◆ **WHAT IS EXPECTED**:
Your job is to write out each record exactly, leaving none out.

◆ **DATA FOR THIS EXERCISE**:
Issue #1755, opened 2026-09-08
[Proposal] Relevance Lens (R-lens): a RelP/ LRP-based transport-matrix estimator for Jacobian Lens (J-lens) fit, readout, and intervention


janmenjayap:
---

### Proposal

Add **Relevance Lens (R-lens)** as an alternative estimator for the shipped Jacobian Lens. R-lens keeps J-lens's fitting loop and downstream readout unchanged, but computes each per-layer `d_model × d_model` transport matrix with a **RelP/LRP-modified backward pass** instead of the ordinary Jacobian vector–Jacobian product (VJP). Only backward semantics change; the forward pass is bit-identical to the model's native forward.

◆ **TASK RESPONSE**:
Issue #1755, opened 2026-09-08
[Proposal] Relevance Lens (R-lens): a RelP/ LRP-based transport-matrix estimator for Jacobian Lens (J-lens) fit, readout, and intervention


janmenjayap:
---

### Proposal

Add **Relevance Lens (R-lens)** as an alternative estimator for the shipped Jacobian Lens. R-lens keeps J-lens's fitting loop and downstream readout unchanged, but computes each per-layer `d_model × d_model` transport matrix with a **RelP/LRP-modified backward pass** instead of the ordinary Jacobian vector–Jacobian product (VJP). Only backward semantics change; the forward pass is bit-identical to the model's native forward.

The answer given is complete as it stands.